» **Aim of the task**
Please return every line of the records below that holds the word "indexing".

» **Stored data**
PR #1394, opened 2020-04-03
Refine __setitem__ for loc/iloc with DataFrame.

ueshin:
Moving `__setitem__` for loc/iloc with DataFrame to use the similar logic as with Series.

### DIFF
--- a/databricks/koalas/indexing.py
+++ b/databricks/koalas/indexing.py
@@ -329,7 +329,8 @@ class _LocIndexerLike(_IndexerLike):
 
     # TODO: support key and value as Series from different DataFrames.
     def __setitem__(self, key, value):
-        from databricks.koalas.series import Series
+        from databricks.koalas.frame import DataFrame
+        from databricks.koalas.series import Series, _col
 
         if self._is_series:
             if (isinstance(key, Series) and key._kdf is not self._kdf_or_kser._kdf) or (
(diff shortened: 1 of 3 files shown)


databricks/koalas/indexing.py
```diff
@@ -377,12 +380,88 @@ def __setitem__(self, key, value):
...
+                if len(value.columns) == 1:
+                    value = _col(value)
+                else:
+                    raise ValueError("Only a dataframe with one column can be assigned")
+
+            if (isinstance(rows_sel, Series) and rows_sel._kdf is not self._kdf_or_kser) or (
+                isinstance(value, Series) and value._kdf is not self._kdf_or_kser
+            ):
+                kdf = self._kdf_or_kser.copy()
+                kdf["__temp_natural_order__"] = F.monotonically_increasing_id()
```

» **Expected output**
--- a/databricks/koalas/indexing.py
+++ b/databricks/koalas/indexing.py
databricks/koalas/indexing.py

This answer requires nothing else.